> **ABOUT THIS TASK**
If a line of the data below holds the string "post", copy it.

Collected data entries

────────

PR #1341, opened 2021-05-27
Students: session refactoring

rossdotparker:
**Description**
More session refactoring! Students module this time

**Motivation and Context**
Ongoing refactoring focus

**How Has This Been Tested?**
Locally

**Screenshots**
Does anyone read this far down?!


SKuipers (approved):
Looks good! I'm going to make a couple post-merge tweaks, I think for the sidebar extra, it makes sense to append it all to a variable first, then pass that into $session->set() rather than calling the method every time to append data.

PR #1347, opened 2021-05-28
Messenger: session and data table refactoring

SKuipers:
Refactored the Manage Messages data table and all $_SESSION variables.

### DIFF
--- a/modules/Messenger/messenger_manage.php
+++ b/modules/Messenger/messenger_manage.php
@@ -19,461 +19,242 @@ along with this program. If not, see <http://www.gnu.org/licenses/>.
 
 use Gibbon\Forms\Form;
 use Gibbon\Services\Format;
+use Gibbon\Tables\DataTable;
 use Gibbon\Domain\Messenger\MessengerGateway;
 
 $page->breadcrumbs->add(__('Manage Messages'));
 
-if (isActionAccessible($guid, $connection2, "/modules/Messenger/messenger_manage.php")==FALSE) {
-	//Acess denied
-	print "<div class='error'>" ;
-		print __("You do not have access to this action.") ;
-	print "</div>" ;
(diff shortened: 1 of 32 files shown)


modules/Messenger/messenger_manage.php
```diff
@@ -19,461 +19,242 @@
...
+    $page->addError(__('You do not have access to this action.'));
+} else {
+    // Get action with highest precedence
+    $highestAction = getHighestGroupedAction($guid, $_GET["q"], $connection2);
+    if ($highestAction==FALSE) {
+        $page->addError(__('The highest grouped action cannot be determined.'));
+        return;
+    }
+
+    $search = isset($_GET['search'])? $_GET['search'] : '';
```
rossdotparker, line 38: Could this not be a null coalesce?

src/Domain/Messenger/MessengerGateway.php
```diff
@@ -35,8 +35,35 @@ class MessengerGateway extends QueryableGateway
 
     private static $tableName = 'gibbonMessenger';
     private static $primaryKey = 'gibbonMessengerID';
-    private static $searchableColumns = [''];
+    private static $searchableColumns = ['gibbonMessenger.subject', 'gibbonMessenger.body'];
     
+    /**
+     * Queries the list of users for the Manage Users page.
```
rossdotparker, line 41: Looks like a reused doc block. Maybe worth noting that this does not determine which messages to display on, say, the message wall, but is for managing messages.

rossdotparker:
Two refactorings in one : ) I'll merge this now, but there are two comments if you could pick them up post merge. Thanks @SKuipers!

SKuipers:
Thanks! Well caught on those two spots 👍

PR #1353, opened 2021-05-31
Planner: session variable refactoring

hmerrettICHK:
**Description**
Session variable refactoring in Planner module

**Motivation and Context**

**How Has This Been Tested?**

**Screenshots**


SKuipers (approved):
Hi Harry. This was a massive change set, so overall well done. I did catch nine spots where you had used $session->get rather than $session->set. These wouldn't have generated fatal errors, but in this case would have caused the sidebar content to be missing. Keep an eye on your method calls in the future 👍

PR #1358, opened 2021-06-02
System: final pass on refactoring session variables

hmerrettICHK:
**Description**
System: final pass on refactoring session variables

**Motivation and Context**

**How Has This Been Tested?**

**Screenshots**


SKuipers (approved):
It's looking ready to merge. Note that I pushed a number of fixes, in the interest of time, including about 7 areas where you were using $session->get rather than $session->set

────────

> **THE COMPLETED TASK**
Looks good! I'm going to make a couple post-merge tweaks, I think for the sidebar extra, it makes sense to append it all to a variable first, then pass that into $session->set() rather than calling the method every time to append data.
Two refactorings in one : ) I'll merge this now, but there are two comments if you could pick them up post merge. Thanks @SKuipers!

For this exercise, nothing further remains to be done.